Transocean $1.4 Billion Gulf Spill Deal Lures Investors

January 4, 2013

According to a January 4 Bloomberg report, Transocean Ltd. (RIG)’s agreement to pay $1.4 billion in penalties for its role in the worst U.S. maritime oil spill frees the world’s largest offshore driller to attend to rising competition in deep-water rig markets.

Transocean will plead guilty to one misdemeanor count of violating the Clean Water Act as owner of the Deepwater Horizon rig that drilled BP Plc (BP/)’s ill-fated Macondo well off the Louisiana coast in 2010, according to a filing yesterday in federal court in New Orleans. The company is scheduled to be arraigned on the charge Jan. 9.

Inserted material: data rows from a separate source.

PR #611, opened 2022-12-21
Fix: Actions List - APP-1421

sepehr2github:
## Description

- Fix proposal title next page validation
- Fix the actions list on the proposal details page

Task: [APP-1421](https://aragonassociation.atlassian.net/browse/APP-1421)

## Type of change

## Checklist:

### DIFF
--- a/packages/web-app/src/pages/proposal.tsx
+++ b/packages/web-app/src/pages/proposal.tsx
@@ -204,11 +204,11 @@ const Proposal: React.FC = () => {
           mintTokenActions.actions.length,
           decodedMintToken
         );
-
-        Promise.all(actionPromises).then(value => {
-          setDecodedActions(value);
-        });
       }
+
+      Promise.all(actionPromises).then(value => {
+        setDecodedActions(value);
+      });
     }
   }, [
     apolloClient,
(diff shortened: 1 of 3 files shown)


RakeshUP (approved):

packages/web-app/src/pages/proposal.tsx
```diff
@@ -168,9 +168,10 @@ const Proposal: React.FC = () => {
                 network
               );
             case 'mint':
-              mintTokenActions.actions.push(action.data);
-              if (mintTokenActions.actions.length === 0)
+              if (mintTokenActions.actions.length === 0) {
                 mintTokenActions.index = index;
```
jamesej, line 172: On line 202, below, the splice statement will not in general delete only minting actions from the `actionPromises` list. This is because after this code is run mapping over `proposal.actions`, the `mintTokenActions.index` will simply point to the first minting action in the list. But the other minting actions could be located at any positions in the list after this so a single splice won't be able to delete all of them and would likely delete other actions.

jamesej (changes requested):
One specific comment added, but this is tricky because you need a general solution that will deal with any set of proposal actions. One way I could see to do it is to do a for loop over `proposal.actions` and push all the non-minting actions onto one list and the minting actions onto another, while recording the position of the first minting action. Then you combine the minting actions into one action and insert this into the non-minting actions list.

jamesej (approved):
All good, thanks

PR #616, opened 2023-01-06
Feature: DAO logo upload

RakeshUP:
Task: [APP-1419](https://aragonassociation.atlassian.net/browse/APP-1419)

## Type of change

## Checklist:

[APP-1419]: https://aragonassociation.atlassian.net/browse/APP-1419?atlOrigin=eyJpIjoiNWRkNTljNzYxNjVmNDY3MDlhMDU5Y2ZhYzA5YTRkZjUiLCJwIjoiZ2l0aHViLWNvbS1KU1cifQ

### DIFF
--- a/packages/ui-components/src/components/avatar/avatarDao.tsx
+++ b/packages/ui-components/src/components/avatar/avatarDao.tsx
@@ -1,5 +1,6 @@
-import React, {HTMLAttributes, useMemo, useState} from 'react';
+import React, {HTMLAttributes, useEffect, useMemo, useState} from 'react';
 import styled from 'styled-components';
+import {resolveIpfsCid} from '@aragon/sdk-common';
 
 export interface AvatarDaoProps extends HTMLAttributes<HTMLElement> {
   daoName: string;
@@ -16,6 +17,21 @@ export const AvatarDao: React.FC<AvatarDaoProps> = ({
   ...props
 }) => {
   const [error, setError] = useState(false);
+  const [logoSrc, setLogoSrc] = useState<string | undefined>();
+
+  useEffect(() => {
+    setError(false);
+    if (src) {
+      try {
+        const logoCid = resolveIpfsCid(src);
+        setLogoSrc(`https://ipfs.io/ipfs/${logoCid}`);
+      } catch (err) {
+        setLogoSrc(undefined);
+      }
+    } else {
+      setLogoSrc(undefined);
+    }
+  }, [src]);
 
   const daoInitials = useMemo(() => {
     const arr = daoName.trim().split(' ');
@@ -23,13 +39,13 @@ export const AvatarDao: React.FC<AvatarDaoProps> = ({
     else return arr[0][0] + arr[1][0];
   }, [daoName]);
 
-  return error || !src ? (
+  return error || !logoSrc ? (
     <FallBackAvatar onClick={onClick} size={size} {...props}>
       <DaoInitials>{daoInitials?.toUpperCase()}</DaoInitials>
     </FallBackAvatar>
   ) : (
     <Avatar
-      src={src}
+      src={logoSrc}
       size={size}
       alt="dao avatar"
       onClick={onClick}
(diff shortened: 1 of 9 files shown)


packages/web-app/src/context/createDao.tsx
```diff
@@ -239,10 +250,16 @@ const CreateDaoProvider: React.FC = ({children}) => {
     const metadata: IMetadata = {
       name: daoName,
       description: daoSummary,
-      avatar: daoLogo,
       links: links.filter(r => r.name && r.url),
     };
 
+    if (daoLogo) {
+      const daoLogoBuffer = await readFile(daoLogo as Blob);
```
WissenIstNacht: Could you surround that with a try/catch block? Otherwise the third await might lead to awkward things if one of the two awaits before fail.

packages/web-app/src/containers/navbar/mobile.tsx
```diff
@@ -94,7 +94,7 @@ const FlexOne = styled.div.attrs({
 })``;
 
 const Container = styled.div.attrs({
-  className: 'flex flex-col fixed left-0 bottom-0 w-full',
+  className: 'flex flex-col fixed left-0 bottom-0 w-full z-50',
```
WissenIstNacht: Why though? :p

This change makes it so the navigation modal on mobile is behind the "footer bar". Meaning you can't click on settings.

WissenIstNacht (changes requested):
Thanks man, nice to finally have some logos! :)

I have an additional comment that I didn't really know where to put in code. When opening a DAO for the first time after creating it, the avatar shows something weird. Instead of showing the logo or the initials, it shows a white background with a string saying something like "Avatar Dao". Is that because the view still relies on cached data...? If it's a simple fix, could you change it?

packages/ui-components/src/components/avatar/avatarDao.tsx
```diff
@@ -16,20 +17,35 @@ export const AvatarDao: React.FC<AvatarDaoProps> = ({
...
 }) => {
   const [error, setError] = useState(false);
+  const [logoSrc, setLogoSrc] = useState<string | undefined>();
+
+  useEffect(() => {
+    setError(false);
+    if (src) {
+      try {
+        const logoCid = resolveIpfsCid(src);
+        setLogoSrc(`https://ipfs.io/ipfs/${logoCid}`);
```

The Vernier, Switzerland-based driller will pay a $400 million criminal fine and $1 billion in civil penalties plus interest for the calamity that killed 11 workers, spewed millions of barrels of crude into the sea, and halted fishing for months across a Nebraska-size swath of the Gulf of Mexico, according to Bloomberg.

Transocean shares surged the most in 28 months after the settlement was announced yesterday and yields on company debt fell, signaling rising investor demand. A “significant valuation recalibration” is in order for Transocean’s stock now that most of the uncertainty about potential liabilities for the Macondo accident has been resolved, said James C. West, an analyst at Barclays Capital Inc. in New York.

“The painful lesson learned for Transocean and these other companies involved in deep-water exploration is that going forward they have to put the environment ahead of profit,” said Laurence Balter, who helps manage $100 million, including Transocean shares, at Oracle Investment Research in Fox Island, Washington.
Largest Gain

Transocean rose 2.3 percent to $50.32 at 9:35 a.m. in New York Stock Exchange composite trading. Yesterday, the stock increased 7.9 percent for the largest intraday gain since September 2010.